By the agency's reckoning, Russia, already the world's second-largest oil producer from conventional reservoirs, has about 75 billion barrels of shale oil buried in the underground bedrock of Siberia, while the United States has about 58 billion barrels in underground formations extending from New York to Alaska.

But America is well ahead of Russia and every other country in exploiting its shale oil resources, with U.S. companies having pioneered the advanced technologies required to extract oil from solid rock. Russia hasn't even determined whether doing so is economically feasible.

"In essence, we will still be the leader as Russia and China don't have the resources for now" to get their shale oil out of the ground, said Jason Schack, marketing support representative at oilfield services company Baker Hughes. (WASHINGTON TIMES)

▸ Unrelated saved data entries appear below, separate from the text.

PR #2996, opened 2026-07-17
Fix MaaS install verification and DSC tests to use infra namespace

jrhyness:
maas-api now deploys to a separate infrastructure namespace (e.g. redhat-ai-gateway-infra) but the Robot Framework tests were still looking for it in APPLICATIONS_NAMESPACE, causing timeouts.

Add a Detect MaaS Infra Namespace keyword that reads the controller's INFRA_NAMESPACE env var with a derivation fallback matching configure_maas_postgres.sh (PR #2987). Use it in Verify RHODS Installation and the modelsasservice DSC component lifecycle tests.

Also fix Components.resource to pass the namespace argument through in the Managed state path — previously only the Removed path forwarded it.


jrhyness:
@FedeAlonso , @jland-redhat  .  I don't know if this is an issue or not.  Just identified via code scan.

PR #3044, opened 2026-08-18
RHOAIENG-81144: Fix kale e2e test 

ada333:
This PR fixes Kale e2e robot test -> 

the Kale test failed when selecting a hardware profile because it clicked a hardware profile dropdown while it was disabled. Root cause: Kale had its own Create Kale Workbench/Select Kale Hardware Profile keywords that selected the hardware profile via a raw JS .click(), bypassing the disabled-state handling that the shared Select Hardware Profile keyword already does for Elyra.

Changes:

Removed the duplicated Create Kale Workbench / Select Kale Hardware Profile / Dismiss Open Patternfly Menus keywords and switched the test to call the shared Create Workbench keyword (same one Elyra uses), so hardware profile selection goes through the already-robust, disabled-state-aware code path.

Fixed Click Kale Compile And Run to use a real Selenium click instead of a synthetic JS .click(). The JS click doesn't reliably reach JupyterLab's React handlers, leaving the run stuck indefinitely on "Validating notebook...".

Fixed Open Kale Panel to check actual element visibility instead of mere DOM presence. JupyterLab keeps inactive sidebar panels mounted in the DOM (just hidden), so the old check always reported the panel as "open" even when another sidebar tab was covering it, leaving the Compile and Run button genuinely invisible/unclickable.

Fixed the "Unsaved Changes" dialog XPath, which looked for a <dialog> tag but JupyterLab renders it as a <div class="jp-Dialog">.
Removed now-unused variables (KALE_PANEL_ID, KALE_ENABLE_SWITCH_CLICK_XP, KALE_PIPELINE_NAME_INPUT_XP) and the now-dead Patch Workbench Notebook Image Tag Via CLI / version-skip logic in the test file, which are no longer needed.

Testing:
 Ran tests/Tests/0500__ide/0503__ide_kale.robot end-to-end against a cluster with RHOAI 3.5ea2
 confirmed that the Kale pipeline test now passes:
 
image

https://redhat.atlassian.net/browse/RHOAIENG-81144

### DIFF
--- a/ods_ci/tests/Resources/Page/ODH/JupyterHub/Kale.resource
+++ b/ods_ci/tests/Resources/Page/ODH/JupyterHub/Kale.resource
@@ -12,16 +12,12 @@ Library          Collections
 
 *** Variables ***
 ${KALE_EXTENSION_NAME} =    jupyterlab-kubeflow-kale
-${KALE_PANEL_ID} =    jupyterlab-kubeflow-kale/kubeflowDeployment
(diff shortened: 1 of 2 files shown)


jstourac (approved):
/lgtm
/approve

harshad16 (approved):

PR #3052, opened 2026-08-19
Wait for workbench image dropdown until ImageStreams finish loading

jstourac:
The dashboard renders a Skeleton until ImageStreams load, so the 5s default wait can miss the select on slow or disconnected clusters.

To avoid issues like this:
selenium-screenshot-114


harshad16 (approved):
Thanks for the fix
/lgtm

jiridanek (approved):

PR #3058, opened 2026-08-21
Revert "[release-3.4] Bump Red Hat Build of Kueue OperatorHub channel from stable-v1.3 to stable-v1.4."

san7ket:
Reverts red-hat-data-services/ods-ci#3055

---

Hold with this as it looks like the true root cause was actually a regression in the RHOAI product. See this jira for the details: https://redhat.atlassian.net/browse/RHOAIENG-87671

Marked as a draft for now.

---

This was merged as Red Hat Build of Kueue 1.4 causes problems for the trainer component: https://redhat.atlassian.net/browse/RHOAIENG-87965. In a slack discussion it was decided we want to keep tests with older version of kueue (1.3) for now as the fix won't be part of the RHOAI 3.4.4 release.


jstourac:
Hold with this as it looks like the true root cause was actually a regression in the RHOAI product. See this jira for the details: https://redhat.atlassian.net/browse/RHOAIENG-87671

Marked as a draft for now.

PR #3066, opened 2026-08-26
fix: Training Hub tests skip unnecessary Kueue setup

Fiona-Waters:
Following on from Training Hub test failures [here](https://jenkins-csb-rhods-opendatascience.dno.corp.redhat.com/job/devops/job/rhoai-test-flow/15052/#showFailuresLink) the following changes have been made.

Training Hub RayJob tests don't use Kueue scheduling, so they don't need to enable/disable the Kueue component in DataScienceCluster.

Created separate setup/teardown keywords for Training Hub tests:
- Prepare Training Hub Test Suite
- Teardown Training Hub Test Suite

These keywords download the test binary and set up RBAC, but skip the 'Set Component State kueue ...' calls that require DataScienceCluster permissions.

This fixes permission errors where test users (ldap-user2) were forbidden from accessing datascienceclusters resources.

The existing Prepare/Teardown DistributedWorkloads Integration Test Suite keywords remain unchanged for other tests (like MNIST Ray tests) that do use Kueue.

### DIFF
--- a/ods_ci/tests/Resources/Page/DistributedWorkloads/DistributedWorkloads.resource
+++ b/ods_ci/tests/Resources/Page/DistributedWorkloads/DistributedWorkloads.resource
@@ -138,6 +138,7 @@ Run Training Operator KFTO SDK Test
 
 Prepare DistributedWorkloads Integration Test Suite
     [Documentation]    Prepare DistributedWorkloads Integration Test Suite
+    [Arguments]    ${enable_kueue}=${TRUE}
     Log To Console    "Downloading compiled test binary ${ODH_BINARY_NAME}"
 
     ${result} =    Run Process    curl --location --silent --output ${ODH_BINARY_NAME} ${DISTRIBUTED_WORKLOADS_RELEASE_ASSETS}/${ODH_BINARY_NAME} && chmod +x ${ODH_BINARY_NAME}
@@ -151,33 +152,37 @@ Prepare DistributedWorkloads Integration Test Suite
     Log To Console    "Retrieving user tokens"
     ${common_user_token} =    Generate User Token    ${NOTEBOOK_USER_NAME}    ${NOTEBOOK_USER_PASSWORD}
     Set Suite Variable    ${NOTEBOOK_USER_TOKEN}   ${common_user_token}
-    Log To Console    "Log back as cluster admin"
-    Login To OCP Using API    ${OCP_ADMIN_USER.USERNAME}    ${OCP_ADMIN_USER.PASSWORD}
     RHOSi Setup
-    Setup RBAC for codeflare-sdk
-    # Set Kueue component to Unmanaged state as admin
-    Log To Console    "Setting Kueue component to Unmanaged state"
-    Set Component State    kueue    Unmanaged
-    Wait For DataScienceCluster CustomResource To Be Ready    timeout=600
+    IF    ${enable_kueue}
+        Setup RBAC for codeflare-sdk
+        # Set Kueue component to Unmanaged state as admin
+        Log To Console    "Setting Kueue component to Unmanaged state"
+        Set Component State    kueue    Unmanaged
+        Wait For DataScienceCluster CustomResource To Be Ready    timeout=600
+    END
 
 Teardown DistributedWorkloads Integration Test Suite
     [Documentation]    Teardown DistributedWorkloads Integration Test Suite
-    Log To Console    "Log back as cluster admin"
-    Login To OCP Using API    ${OCP_ADMIN_USER.USERNAME}    ${OCP_ADMIN_USER.PASSWORD}
+    [Arguments]    ${enable_kueue}=${TRUE}
     Log To Console    "Removing test binaries"
     Remove File        ${ODH_BINARY_NAME}
-    # Set Kueue component back to Removed state
-    Log To Console    "Setting Kueue component to Removed state"
-    Set Component State    kueue    Removed
-    Wait For DataScienceCluster CustomResource To Be Ready    timeout=600
-    Teardown RBAC for codeflare-sdk
+    IF    ${enable_kueue}
+        # Set Kueue component back to Removed state
+        Log To Console    "Setting Kueue component to Removed state"
+        Set Component State    kueue    Removed
+        Wait For DataScienceCluster CustomResource To Be Ready    timeout=600
+        Teardown RBAC for codeflare-sdk
+    END
 
 Generate User Token
     [Documentation]    Authenticate as a user and return user token.
+    ...    Uses a temporary kubeconfig to avoid clobbering the admin context.
     [Arguments]    ${username}    ${password}
-    Login To OCP Using API    ${username}    ${password}
-    ${rc}    ${out} =    Run And Return Rc And Output    oc whoami -t
+    ${temp_kubeconfig} =    Set Variable    /tmp/ods-ci-user-kubeconfig
+    Login To OCP Using API And Kubeconfig    ${username}    ${password}    ${temp_kubeconfig}
+    ${rc}    ${out} =    Run And Return Rc And Output    oc whoami -t --kubeconfig=${temp_kubeconfig}
     Should Be Equal As Integers    ${rc}    ${0}
+    Remove File    ${temp_kubeconfig}
     RETURN    ${out}
 
 Run DistributedWorkloads ODH Test
--- a/ods_ci/tests/Tests/0600__distributed_workloads/test-run-training-hub-rayjob-tests.robot
+++ b/ods_ci/tests/Tests/0600__distributed_workloads/test-run-training-hub-rayjob-tests.robot
@@ -1,7 +1,7 @@
 *** Settings ***
 Documentation     Training Hub RayJob Integration tests - https://github.com/opendatahub-io/distributed-workloads/tree/main/tests/odh
-Suite Setup       Prepare DistributedWorkloads Integration Test Suite
-Suite Teardown    Teardown DistributedWorkloads Integration Test Suite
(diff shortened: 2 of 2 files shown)


ods_ci/tests/Resources/Page/DistributedWorkloads/DistributedWorkloads.resource
```diff
@@ -172,6 +172,34 @@ Teardown DistributedWorkloads Integration Test Suite
...
+        FAIL    Unable to retrieve odh compiled binary
+    END
+    Create Directory    %{WORKSPACE}/distributed-workloads-odh-logs
+    Log To Console    "Retrieving user tokens"
+    ${common_user_token} =    Generate User Token    ${NOTEBOOK_USER_NAME}    ${NOTEBOOK_USER_PASSWORD}
+    Set Suite Variable    ${NOTEBOOK_USER_TOKEN}   ${common_user_token}
+    Log To Console    "Log back as cluster admin"
+    Login To OCP Using API    ${OCP_ADMIN_USER.USERNAME}    ${OCP_ADMIN_USER.PASSWORD}
+    RHOSi Setup
+    Setup RBAC for codeflare-sdk
```
pawelpaszki: Please do not call `Setup RBAC for codeflare-sdk` (and the matching teardown) for Training Hub. That path is Kueue/codeflare-sdk specific.

Reuse `Prepare DistributedWorkloads Integration Test Suite` / `Teardown DistributedWorkloads Integration Test Suite` with Kueue gated off (e.g. `${enable_kueue}=${FALSE}`) instead of a copied keyword that still applies the codeflare-sdk RBAC bundle.

Suggestion only — not verified on a cluster.

ods_ci/tests/Resources/Page/DistributedWorkloads/DistributedWorkloads.resource
```diff
@@ -172,6 +172,34 @@ Teardown DistributedWorkloads Integration Test Suite
...
+    Log To Console    ${result.stdout}
+    IF    ${result.rc} != 0
+        FAIL    Unable to retrieve odh compiled binary
+    END
+    Create Directory    %{WORKSPACE}/distributed-workloads-odh-logs
+    Log To Console    "Retrieving user tokens"
+    ${common_user_token} =    Generate User Token    ${NOTEBOOK_USER_NAME}    ${NOTEBOOK_USER_PASSWORD}
+    Set Suite Variable    ${NOTEBOOK_USER_TOKEN}   ${common_user_token}
+    Log To Console    "Log back as cluster admin"
+    Login To OCP Using API    ${OCP_ADMIN_USER.USERNAME}    ${OCP_ADMIN_USER.PASSWORD}
```
pawelpaszki: This is the 15052 failure: after `Generate User Token` overwrites the default kubeconfig as `ldap-user2`, `Login To OCP Using API` with an empty `${OCP_ADMIN_USER.USERNAME}` becomes `oc login … -u -p …` (`Username: -p`, 401). Job 15052 is kubeconfig/`kube:admin`, not admin user/password.

Please mint the notebook token against a side kubeconfig (`Login To OCP Using API And Kubeconfig`) so the admin context is never replaced. Then this re-login can go away.

Suggestion only — not verified on a cluster.

ods_ci/tests/Resources/Page/DistributedWorkloads/DistributedWorkloads.resource
```diff
@@ -172,6 +172,34 @@ Teardown DistributedWorkloads Integration Test Suite
     Wait For DataScienceCluster CustomResource To Be Ready    timeout=600
     Teardown RBAC for codeflare-sdk
 
+Prepare Training Hub Test Suite
```
pawelpaszki: This is a near-copy of `Prepare DistributedWorkloads Integration Test Suite`. Prefer an `${enable_kueue}` argument on the existing DW keywords over a second suite setup. Training Hub can then keep using the DW setup/teardown entrypoints with Kueue skipped, without duplicating the binary download / token / RHOSi steps (and without the Robocop too-many-keywords / line-too-long hits on the copied `curl` line).

Suggestion only — not verified on a cluster.

ods_ci/tests/Tests/0600__distributed_workloads/test-run-training-hub-rayjob-tests.robot
```diff
@@ -1,7 +1,7 @@
 *** Settings ***
 Documentation     Training Hub RayJob Integration tests - https://github.com/opendatahub-io/distributed-workloads/tree/main/tests/odh
-Suite Setup       Prepare DistributedWorkloads Integration Test Suite
-Suite Teardown    Teardown DistributedWorkloads Integration Test Suite
+Suite Setup       Prepare Training Hub Test Suite
```
pawelpaszki: Please keep the existing DW suite setup/teardown here, with Kueue disabled, rather than switching to new Training Hub keywords that still call codeflare-sdk RBAC.

For example:
```robot
Suite Setup       Prepare DistributedWorkloads Integration Test Suite    enable_kueue=${FALSE}
Suite Teardown    Teardown DistributedWorkloads Integration Test Suite    enable_kueue=${FALSE}
```

Suggestion only — not verified on a cluster.

pawelpaszki (changes requested):
## Request changes

Skipping Kueue for Training Hub is the right call and should stay in this PR. On its own it does not fix [job 15052](https://jenkins-csb-rhods-opendatascience.dno.corp.redhat.com/job/devops/job/rhoai-test-flow/15052/#showFailuresLink).

### What 15052 actually failed on

The four GPU tests never reached `Set Component State kueue`. Suite setup died earlier:

```
"Retrieving user tokens"          # oc login as ldap-user2 succeeded
"Log back as cluster admin"
Username: -p
Password: Login failed (401 Unauthorized)
Parent suite setup failed: 1 != 0
```

`Login To OCP Using API` runs `oc login ${OCP_API_URL} -u ${username} -p ${password}`. `Username: -p` means `${OCP_ADMIN_USER.USERNAME}` was empty, so `oc` treated `-p` as the username.

That matches this job: external cluster, kubeconfig as `kube:admin`, not admin user/password. `Generate User Token` does `oc login` into the default kubeconfig, which overwrites `kube:admin`. The re-login cannot restore it. Teardown then runs as `ldap-user2` (Kueue DSC patch forbidden, ~17 min DSC wait, RBAC deletes forbidden) and later suites (Feature Store, etc.) fail the same way.

The new Training Hub keywords still call `Generate User Token` + `Login To OCP Using API` as admin, so on this cluster they will still fail with `1 != 0` whether Kueue is skipped or not.

### Suggested direction (not tested)

Please treat the following as review suggestions only. I have not run these tests against a cluster. They need to be verified on a kubeconfig-based GPU cluster (same shape as 15052 / llmd) before merging.

1. **Keep skipping Kueue** for Training Hub: no `Set Component State kueue Unmanaged/Removed`, no DSC wait.

2. **Do not use `Setup RBAC for codeflare-sdk` / `Teardown RBAC for codeflare-sdk` on the Training Hub path.** That keyword is Kueue/codeflare-sdk oriented (`kueue-batch-user-role`, `test-user-kueue-admin`, etc.). Training Hub should reuse the existing Distributed Workloads prepare/teardown (or another existing DW helper), with Kueue gated off. Prefer an argument on the current DW keywords over cloning them:

```robot
Prepare DistributedWorkloads Integration Test Suite
    [Arguments]    ${enable_kueue}=${TRUE}
    ... download binary, generate token, RHOSi Setup ...
    IF    ${enable_kueue}
        Setup RBAC for codeflare-sdk
        Set Component State    kueue    Unmanaged
        Wait For DataScienceCluster CustomResource To Be Ready    timeout=600
    END
```

Training Hub:

```robot
Suite Setup       Prepare DistributedWorkloads Integration Test Suite    enable_kueue=${FALSE}
Suite Teardown    Teardown DistributedWorkloads Integration Test Suite    enable_kueue=${FALSE}
```

That avoids the duplicated `curl` keyword (and the Robocop hits) and keeps MNIST/Kueue tests unchanged.

3. **Fix `Generate User Token` so it does not clobber the admin kubeconfig.** Use a side kubeconfig (`Login To OCP Using API And Kubeconfig` already exists). After that, the “log back as cluster admin” step should not be required. This is the 15052 blocker.

4. Confirm on a real run that Training Hub still has whatever non-Kueue DW setup it needs (binary download, user token, RHOSi). Do not pull in the codeflare-sdk RBAC bundle to get there.

pawelpaszki:
Should be OK to merge from a code-review perspective, with a few nits (leftover admin `oc login` on the `enable_kueue=${TRUE}` path is now unnecessary and would still fail on a kubeconfig/`kube:admin` cluster if MNIST is un-skipped; hardcoded `/tmp/ods-ci-user-kubeconfig`).

This still needs verification on a GPU cluster of the same shape as [job 15052](https://jenkins-csb-rhods-opendatascience.dno.corp.redhat.com/job/devops/job/rhoai-test-flow/15052/) — these comments are review-only, the tests have not been run here. Please confirm suite setup no longer clobbers the admin kubeconfig and that the four Training Hub RayJob tests can still create RayJobs as the notebook user without the codeflare-sdk RBAC.

ChughShilpa:
@Fiona-Waters Did you run the tests locally or in jenkins after the fix ?

Fiona-Waters:
> @Fiona-Waters Did you run the tests locally or in jenkins after the fix ?

No I haven't had a chance to run them. I am hoping maybe your team can take over this fix. I've asked in the slack thread.

pawelpaszki (approved):

ChughShilpa (approved):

BUDGETS IN BRIEF: A federal audit revealed that GEORGIA's Labor Department failed to detect and recover millions of dollars in unemployment benefits improperly paid over a three-year period despite the ready availability of a system to cross-check new hires. Over that period, the state overpaid $58.7 million in benefits and recovered just $14.9 million, or 25 percent, of that total (ATHENS BANNER-HERALD). • NEW HAMPSHIRE's GOP-led Senate passed a budget last week that blocks Medicaid expansion, limits an increase in the cigarette tax to 10 cents a pack, increases spending for charter schools and potentially cuts hundreds of state jobs. The Senate's action sets up a showdown with the Democrat-controlled House which passed a spending plan that diverges with the upper chamber's on all of those points (CONCORD MONITOR, STATE NET). • Detroit, MICHIGAN's emergency manager is reportedly close to reaching a deal with at least two secured creditors that could help prevent a municipal bankruptcy filing. But even with the creditor agreements, the city may still have to file for Chapter 9 bankruptcy protection within the next few months (WALL STREET JOURNAL). • CALIFORNIA Gov. Jerry Brown (D) and legislative leaders reached agreement last week on major elements of the state budget, including concurrence on the governor's relatively conservative economic forecast for the year despite a recent surge in the state's tax revenues (SACRAMENTO BEE). • The Federal Emergency Management Agency has denied TEXAS' request for aid to help rebuild the area of West, Texas destroyed by the fertilizer plant explosion in April. In a letter to Gov. Rick Perry (R), FEMA Administrator Craig Fugate said the agency had made payments to individuals affected by the blast, and "the remaining cost for permanent work is within the capabilities of the state and affected local governments" (BLOOMBERG). • WASHINGTON Gov. Jay Inslee (D) convened a cabinet meeting last week to discuss a possible government shutdown if the Legislature fails to pass a budget by June 30 (OREGONLIVE.COM, STATE NET).